*Supplied records:*
PR #2509, opened 2026-04-20
fix(baileys): prevent healthy instances from being killed after stream:error 515

octo-patch:
Fixes #2498

## Problem

When WhatsApp sends `stream:error code=515` (Connection Replaced — normal multi-device protocol behavior), Baileys handles the reconnect correctly and fires `connection.update` with `state='open'`. However, WhatsApp then sends a `401 loggedOut` message to clean up the old session slot. Evolution API's close handler incorrectly treated this 401 as a real logout, killing the newly-connected healthy instance.

Sequence of events that triggered the bug:
1. `stream:error code=515` — WhatsApp notifies of connection replacement
2. Baileys reconnects automatically (~5s)
3. `CONNECTED TO WHATSAPP ✓` — session is open, webhook fires `state='open'`
4. WhatsApp sends `401 loggedOut` to clean up old session slot
5. Evolution API sees 401 → triggers `logout.instance` → **REMOVED** ← bug

## Solution

Track when a `stream:error 515` node arrives via the `CB:stream:error` WebSocket event using a class-level timestamp (`_lastStream515At`). In the connection close handler, if a `loggedOut (401)` event fires within 30 seconds of a 515, treat it as a transient reconnect side-effect rather than a real logout and call `connectToWhatsapp()` instead of destroying the instance.

Changes:
- Added `private _lastStream515At = 0;` class property to track when 515 last occurred
- Added `CB:stream:error` WebSocket handler in `createClient()` to record the timestamp when code is `'515'`
- Updated `shouldReconnect` logic in the connection close handler to allow reconnect when a loggedOut follows within 30s of a 515

## Testing

The fix can be validated by:
1. Connecting a WhatsApp instance via QR code
2. Observing Docker logs: if `stream:error code=515` appears followed by `CONNECTED TO WHATSAPP ✓`, the instance should remain connected instead of being removed
3. Confirming no `WAMonitoringService: REMOVED`/`LOGOUT` appears after a successful reconnect

## Summary by Sourcery

Bug Fixes:
- Prevent instances from being destroyed when a loggedOut (401) event occurs shortly after a WhatsApp stream:error 515 reconnect sequence.

PR #2501, opened 2026-04-08
fix: logout instance

daniloleonecarneiro:
## 📋 Description

Improves the reliability of the WhatsApp instance logout flow and prevents crashes during connection lifecycle events.

**Changes in `BaileysStartupService`:**

- `logoutInstance()`: sets `endSession = true` before teardown so reconnection is suppressed; wraps `client.logout()` and `client.ws.close()` in individual try/catch blocks to gracefully handle already-disconnected states; forces `stateConnection` to `{ state: 'close', statusReason: 401 }` and updates the instance `connectionStatus` to `'close'` in the database after cleanup.
- Adds status code `408` to `codesToNotReconnect` to avoid reconnection loops on request-timeout disconnects.
- Adds a null guard for `client.user?.id` on `connection === 'open'` to prevent a `TypeError` crash when Baileys fires the open event before the user object is populated.

## 🔗 Related Issue

Closes #(issue_number)

## 🧪 Type of Change
- [x] 🐛 Bug fix (non-breaking change which fixes an issue)
- [ ] ✨ New feature (non-breaking change which adds functionality)
- [ ] 💥 Breaking change (fix or feature that would cause existing functionality to not work as expected)
- [ ] 📚 Documentation update
- [ ] 🔧 Refactoring (no functional changes)
- [ ] ⚡ Performance improvement
- [ ] 🧹 Code cleanup
- [ ] 🔒 Security fix

## 🧪 Testing
- [x] Manual testing completed
- [x] Functionality verified in development environment
- [x] No breaking changes introduced
- [x] Tested with different connection types (if applicable)

## 📸 Screenshots (if applicable)

N/A

## ✅ Checklist
- [x] My code follows the project's style guidelines
- [x] I have performed a self-review of my code
- [x] I have commented my code, particularly in hard-to-understand areas
- [x] I have made corresponding changes to the documentation
- [x] My changes generate no new warnings
- [x] I have manually tested my changes thoroughly
- [x] I have verified the changes work with different scenarios
- [x] Any dependent changes have been merged and published

## 📝 Additional Notes

The `client.logout()` call can throw when the WebSocket is already closed (e.g. after a network drop). Previously this would leave the instance in an inconsistent state in the database. The new flow ensures the database record always reflects `connectionStatus: 'close'` regardless of whether the Baileys client was reachable during logout.

## Summary by Sourcery

Improve reliability and safety of WhatsApp instance logout and connection handling.

Bug Fixes:
[...]

PR #2732, opened 2026-09-21
fix: reconnect on 408 with bounded backoff instead of destroying the session

maonamassaaceleradora:
## 📋 Description

Baileys reports `408` (`DisconnectReason.connectionLost` / `timedOut`) when the 30s keep-alive detects a socket that stopped answering. That is a transient network condition, not a real logout.

`408` was added to `codesToNotReconnect` in #2501 to avoid reconnect loops on transient drops. The side effect is that a timed-out keep-alive now takes the same path as a real logout: `logout.instance` fires, `cleaningUp()` runs, and the persisted session rows and instance directory are deleted. The credentials are destroyed and the only way back is a fresh QR scan.

**Production evidence:** one of our production instances closed with `428`, reconnected on its own and was back to `open` seven seconds later — normal transient-drop behaviour. Twenty minutes later a `408` close on the same instance went straight to `LOGOUT` and wiped its credentials, although the account itself was still perfectly valid.

This keeps the intent of #2501 (bound the reconnect loop) without paying for it with destroyed credentials on every timed-out keep-alive.

## What changes

- `408` leaves `codesToNotReconnect`. Terminal codes are now `loggedOut`, `forbidden`, `402` and `406` — codes where the credentials really are invalid.
- Transient closes retry with an exponential backoff ladder (`3s → 6s → 12s → 30s → 60s → 120s → 300s`), capped at 20 attempts. That hard attempt limit is what actually bounds the loop #2501 was guarding against, rather than treating one status code as unrecoverable.
- When the ladder is exhausted the instance is left `closed` **without** emitting `logout.instance`, so the persisted session survives and `/instance/connect` is enough to bring it back — no QR re-scan.
- The attempt counter resets on a healthy `open` and on any externally triggered connect (`/instance/connect`, boot auto-connect), but not on the ladder's own scheduled retries — otherwise the ladder would never exhaust.

## 🔗 Related Issue

No existing issue for this specific regression. Related prior work: #2501 (introduced `408` as terminal) and #2509 (added the `stream:error 515` reconnect grace window this change sits alongside).

## 🧪 Type of Change

## 🧪 Testing

- [x] `tsc --noEmit` clean
- [x] `eslint` clean
- [x] Manual testing: reproduced the production timeline (transient `428` reconnect, followed by `408`) and confirmed the instance now recovers through the backoff instead of being logged out.
- [ ] Automated coverage for the close handler — none existed before this change either. Happy to add it if maintainers want that as a merge condition.

## ✅ Checklist

- [x] I have verified the changes work with different scenarios (`428` → healthy reconnect; `408` → backoff → recovered; ladder exhaustion → closed with credentials preserved)

## 📝 Additional Notes

This targets `develop` (2.4.0), not `main` (2.3.7). `main` predates both #2501 and #2509 and does not have `408` in `codesToNotReconnect` at all — but it also has none of the backoff, attempt-cap or 515-grace machinery this fix builds on, so the change is not portable to `main` as-is.

## Summary by Sourcery

Restore automatic recovery from transient WhatsApp disconnects while bounding retries and protecting valid session credentials.

Bug Fixes:
- Preserve persisted WhatsApp sessions when transient 408 connection timeouts occur instead of treating them as logouts that require QR re-pairing.

Enhancements:
- Add bounded exponential backoff for transient reconnects, with attempt limits and reset behavior after healthy or externally initiated connections.
- Leave instances closed but recoverable with credentials intact when transient reconnect attempts are exhausted, while retaining cleanup for genuinely terminal authentication failures.


maonamassaaceleradora:
Good catch — addressed in 4fc76609.

The retry timer was never cancelled, and the backoff ladder made that window much wider than the previous fixed 3s delay: a logout during a 5-minute wait would still see the timer fire and rebuild the socket after credentials were gone.

`connectionUpdate` already refuses to act when `isDeleting`/`endSession` is set, so the fix applies that same rule at the moment the timer fires, and `logoutInstance()` now clears the pending handle and resets the ladder state.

*Task brief:* The expected result is a copy of each line in the records where "without" appears.

*Written solution:*
This keeps the intent of #2501 (bound the reconnect loop) without paying for it with destroyed credentials on every timed-out keep-alive.
- When the ladder is exhausted the instance is left `closed` **without** emitting `logout.instance`, so the persisted session survives and `/instance/connect` is enough to bring it back — no QR re-scan.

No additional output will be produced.